*WHAT IS BEING ASKED*
Look through the data below. Show each line where the string "namespace" occurs.

Saved entries:
PR #1225, opened 2023-10-12
Refactor USM host or buffer storage

julianmi:
This PR targets to refactor the USM host or buffer storage used as a return type for the reduction. This was introduced in #874. This simplifies the `__storage` and `__accessor` classes and moves them in the `__internal` namespace to align with other helpers. These changes are based on input and discussions with @SergeyKopienko.

### DIFF
--- a/include/oneapi/dpl/pstl/hetero/dpcpp/parallel_backend_sycl_reduce.h
+++ b/include/oneapi/dpl/pstl/hetero/dpcpp/parallel_backend_sycl_reduce.h
@@ -114,7 +114,7 @@ struct __parallel_transform_reduce_small_submitter<_Tp, __work_group_size, __ite
         const _Size __n_items = oneapi::dpl::__internal::__dpl_ceiling_div(__n, __iters_per_work_item);
 
         const bool __use_usm = __use_USM_host_allocations(__exec.queue());
-        __storage __res_container = __storage<_ExecutionPolicy, _Tp>(__exec, __use_usm, 1);
+        __storage<_ExecutionPolicy, _Tp> __res_container(__exec, __use_usm, 1);
 
         sycl::event __reduce_event = __exec.queue().submit([&, __n, __n_items](sycl::handler& __cgh) {
             oneapi::dpl::__ranges::__require_access(__cgh, __rngs...); // get an access to data under SYCL buffer
@@ -229,7 +229,7 @@ struct __parallel_transform_reduce_work_group_kernel_submitter<_Tp, __work_group
         const _Size __n_items = oneapi::dpl::__internal::__dpl_ceiling_div(__n, __iters_per_work_item);
 
         const bool __use_usm = __use_USM_host_allocations(__exec.queue());
-        __storage __res_container = __storage<_ExecutionPolicy, _Tp>(__exec, __use_usm, 1);
+        __storage<_ExecutionPolicy, _Tp> __res_container(__exec, __use_usm, 1);
 
         __reduce_event = __exec.queue().submit([&, __n, __n_items](sycl::handler& __cgh) {
             __cgh.depends_on(__reduce_event);
@@ -325,7 +325,7 @@ struct __parallel_transform_reduce_impl
         // Create temporary global buffers to store temporary values
         sycl::buffer<_Tp> __temp(sycl::range<1>(2 * __n_groups));
         const bool __use_usm = __use_USM_host_allocations(__exec.queue());
-        __storage __res_container = __storage<_ExecutionPolicy, _Tp>(__exec, __use_usm, 1);
+        __storage<_ExecutionPolicy, _Tp> __res_container(__exec, __use_usm, 1);
         // __is_first == true. Reduce over each work_group
         // __is_first == false. Reduce between work groups
         bool __is_first = true;
--- a/include/oneapi/dpl/pstl/hetero/dpcpp/parallel_backend_sycl_reduce.h
+++ b/include/oneapi/dpl/pstl/hetero/dpcpp/parallel_backend_sycl_reduce.h
@@ -114,7 +114,7 @@ struct __parallel_transform_reduce_small_submitter<_Tp, __work_group_size, __ite
         const _Size __n_items = oneapi::dpl::__internal::__dpl_ceiling_div(__n, __iters_per_work_item);
 
         const bool __use_usm = __use_USM_host_allocations(__exec.queue());
-        __storage<_ExecutionPolicy, _Tp> __res_container(__exec, __use_usm, 1);
+        __storage __res_container = __storage<_ExecutionPolicy, _Tp>(__exec, __use_usm, 1);
 
         sycl::event __reduce_event = __exec.queue().submit([&, __n, __n_items](sycl::handler& __cgh) {
             oneapi::dpl::__ranges::__require_access(__cgh, __rngs...); // get an access to data under SYCL buffer
@@ -129,7 +129,7 @@ struct __parallel_transform_reduce_small_submitter<_Tp, __work_group_size, __ite
                 });
         });
 
-        return __future(__reduce_event, ::std::move(__res_container));
+        return __future(__reduce_event, __res_container);
     }
 }; // struct __parallel_transform_reduce_small_submitter
 
@@ -229,7 +229,7 @@ struct __parallel_transform_reduce_work_group_kernel_submitter<_Tp, __work_group
         const _Size __n_items = oneapi::dpl::__internal::__dpl_ceiling_div(__n, __iters_per_work_item);
 
         const bool __use_usm = __use_USM_host_allocations(__exec.queue());
-        __storage<_ExecutionPolicy, _Tp> __res_container(__exec, __use_usm, 1);
+        __storage __res_container = __storage<_ExecutionPolicy, _Tp>(__exec, __use_usm, 1);
 
         __reduce_event = __exec.queue().submit([&, __n, __n_items](sycl::handler& __cgh) {
             __cgh.depends_on(__reduce_event);
@@ -247,7 +247,7 @@ struct __parallel_transform_reduce_work_group_kernel_submitter<_Tp, __work_group
                 });
         });
 
-        return __future(__reduce_event, ::std::move(__res_container));
+        return __future(__reduce_event, __res_container);
     }
 }; // struct __parallel_transform_reduce_work_group_kernel_submitter
 
@@ -325,7 +325,7 @@ struct __parallel_transform_reduce_impl
         // Create temporary global buffers to store temporary values
         sycl::buffer<_Tp> __temp(sycl::range<1>(2 * __n_groups));
         const bool __use_usm = __use_USM_host_allocations(__exec.queue());
-        __storage<_ExecutionPolicy, _Tp> __res_container(__exec, __use_usm, 1);
+        __storage __res_container = __storage<_ExecutionPolicy, _Tp>(__exec, __use_usm, 1);
         // __is_first == true. Reduce over each work_group
         // __is_first == false. Reduce between work groups
         bool __is_first = true;
@@ -388,7 +388,7 @@ struct __parallel_transform_reduce_impl
             __n_groups = oneapi::dpl::__internal::__dpl_ceiling_div(__n, __size_per_work_group);
         } while (__n > 1);
 
-        return __future(__reduce_event, ::std::move(__res_container));
+        return __future(__reduce_event, __res_container);
     }
 }; // struct __parallel_transform_reduce_impl
 
--- a/include/oneapi/dpl/pstl/hetero/dpcpp/parallel_backend_sycl_reduce.h
+++ b/include/oneapi/dpl/pstl/hetero/dpcpp/parallel_backend_sycl_reduce.h
@@ -113,9 +113,7 @@ struct __parallel_transform_reduce_small_submitter<_Tp, __work_group_size, __ite
 
         const _Size __n_items = oneapi::dpl::__internal::__dpl_ceiling_div(__n, __iters_per_work_item);
 
-        const bool __use_usm = __use_USM_host_allocations(__exec.queue());
-        __usm_host_or_buffer_storage __res_container =
-            __usm_host_or_buffer_storage<_ExecutionPolicy, _Tp>(__exec, __use_usm, 1);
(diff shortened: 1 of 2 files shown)


include/oneapi/dpl/pstl/hetero/dpcpp/parallel_backend_sycl_utils.h
```diff
@@ -569,7 +566,7 @@ class __future : private std::tuple<_Args...>
 
     template <typename _ExecutionPolicy, typename _T>
     constexpr auto
-    __wait_and_get_value(__storage<_ExecutionPolicy, _T>& __buf)
+    __wait_and_get_value(__internal::__storage_impl<_ExecutionPolicy, _T>& __buf)
```
SergeyKopienko, line 569: This change is not required.

include/oneapi/dpl/pstl/hetero/dpcpp/parallel_backend_sycl_utils.h
```diff
@@ -435,71 +435,28 @@ struct __sycl_usm_alloc
     }
 };
 
-//-----------------------------------------------------------------------
```
SergeyKopienko, line 438: Can we avoid moving of this code?
I think it is a little bit difficult to understands your changes when this code were moved.

include/oneapi/dpl/pstl/hetero/dpcpp/parallel_backend_sycl_utils.h
```diff
@@ -435,71 +435,28 @@ struct __sycl_usm_alloc
...
-
-template <typename T>
-using __repacked_tuple_t = typename __repacked_tuple<T>::type;
-
-template <typename _ContainerOrIterable>
-using __value_t = typename __internal::__memobj_traits<_ContainerOrIterable>::value_type;
-
-template <typename _T>
-struct __accessor
+struct __accessor_impl
```
SergeyKopienko, line 439: Looks like it's not required to change the name of this class: we doesn't use in code `std::decay` for params of this class and doesn't create any alias for them. So I preferer to have old class name.

include/oneapi/dpl/pstl/hetero/dpcpp/parallel_backend_sycl_utils.h
julianmi: I agree that this convolutes the review. However, the intention was to move them into the `__internal` namespace to align better with other helpers.

include/oneapi/dpl/pstl/hetero/dpcpp/parallel_backend_sycl_utils.h
julianmi: I've reverted these changes.

include/oneapi/dpl/pstl/hetero/dpcpp/parallel_backend_sycl_utils.h
SergeyKopienko: ok

SergeyKopienko (dismissed):
LGTM

MikeDvorskiy (dismissed):
Looks reasonable.
(And I didn't find wrong places, looking by my eyes)

include/oneapi/dpl/pstl/hetero/dpcpp/parallel_backend_sycl_utils.h
```diff
@@ -512,31 +469,29 @@ struct __accessor
...
     {
-        if (__usm)
-        {
-            __usm_buf = std::shared_ptr<_T>(
-                __internal::__sycl_usm_alloc<_ExecutionPolicy, _T, sycl::usm::alloc::host>{__exec}(__n),
-                __internal::__sycl_usm_free<_ExecutionPolicy, _T>{__exec});
-        }
-        else
-            __sycl_buf = ::std::make_shared<__sycl_buffer_t>(__sycl_buffer_t(__n));
     }
```
akukanov, line 489: This code looks ugly and overcomplicated even comparing with the current implementation. What is the reason to refactor it like this? Essentially, that only optimizes away a default ctor and a move assignment for a shared pointer - is it a big win, really?

include/oneapi/dpl/pstl/hetero/dpcpp/parallel_backend_sycl_utils.h
```diff
@@ -435,71 +435,28 @@ struct __sycl_usm_alloc
...
-        : __usm(__u)
+    __accessor(sycl::handler& __cgh, bool __u, sycl::buffer<_T, 1>* __sycl_buf, _T* __usm_buf)
+        : __usm(__u), __ptr(__u ? __usm_buf : nullptr),
+          __acc(__u ? decltype(__acc){} : sycl::accessor(*__sycl_buf, __cgh, sycl::read_write, __dpl_sycl::__no_init{}))
     {
-        if (__usm)
-            __ptr = __usm_buf.get();
-        else
-            __acc = sycl::accessor(*__sycl_buf, __cgh, sycl::read_write, __dpl_sycl::__no_init{});
     }
```
akukanov, line 456: Same question: is it worth to change the code like this for sake of a default ctor and assignment of sycl::accessor? The logic of the code is much more obfuscated this way.

akukanov (commented):
See detailed notes below, but shortly: I think some of the changes sacrifice code readability for no good reason. If there is sufficient justification (such as e.g. the performance improvement ratio) , please provide it.

include/oneapi/dpl/pstl/hetero/dpcpp/parallel_backend_sycl_utils.h
akukanov, line 1: Two more things:
1. Essentially, both `__accessor` and `__storage` types are sort of unions; so, does it make sense to try either a union or `std::variant` in the implementation?
2. Are these types used independently or there is always a match between the storage kind (USM/buffer) and the access kind (USM pointer/accessor)? If the latter, is there some way to better correlate/coordinate the implementations?

include/oneapi/dpl/pstl/hetero/dpcpp/parallel_backend_sycl_utils.h
```diff
@@ -435,71 +435,28 @@ struct __sycl_usm_alloc
...
 {
   private:
     using __accessor_t = sycl::accessor<_T, 1, sycl::access::mode::read_write, __dpl_sycl::__target_device,
                                         sycl::access::placeholder::false_t>;
-    __accessor_t __acc;
-    _T* __ptr = nullptr;
+
     bool __usm = false;
+    _T* __ptr = nullptr;
+    __accessor_t __acc;
```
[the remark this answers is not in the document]
SergeyKopienko: As in previous code, initialization of `__usm` member is the first, so this member should be at first position inside class layout as far as we implement initialization of another members inside initialization list of class constructor.

include/oneapi/dpl/pstl/hetero/dpcpp/parallel_backend_sycl_utils.h
SergeyKopienko: The goal: better to initialize some smart pointers through constructor - I believe it's should work faster then assignment.

include/oneapi/dpl/pstl/hetero/dpcpp/parallel_backend_sycl_utils.h
```diff
@@ -512,31 +469,29 @@ struct __accessor
...
-struct __storage
+class __storage_impl
 {
   private:
     using __sycl_buffer_t = sycl::buffer<_T, 1>;
-    ::std::shared_ptr<__sycl_buffer_t> __sycl_buf;
-    ::std::shared_ptr<_T> __usm_buf;
     bool __usm;
+    ::std::shared_ptr<_T> __usm_buf;
+    ::std::shared_ptr<__sycl_buffer_t> __sycl_buf;
```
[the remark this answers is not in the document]
SergeyKopienko: As in previous code, initialization of `__usm` member is the first, so this member should be at first position inside class layout as far as we implement initialization of another members inside initialization list of class constructor.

*SOLUTION FOR THIS PROBLEM*
This PR targets to refactor the USM host or buffer storage used as a return type for the reduction. This was introduced in #874. This simplifies the `__storage` and `__accessor` classes and moves them in the `__internal` namespace to align with other helpers. These changes are based on input and discussions with @SergeyKopienko.
julianmi: I agree that this convolutes the review. However, the intention was to move them into the `__internal` namespace to align better with other helpers.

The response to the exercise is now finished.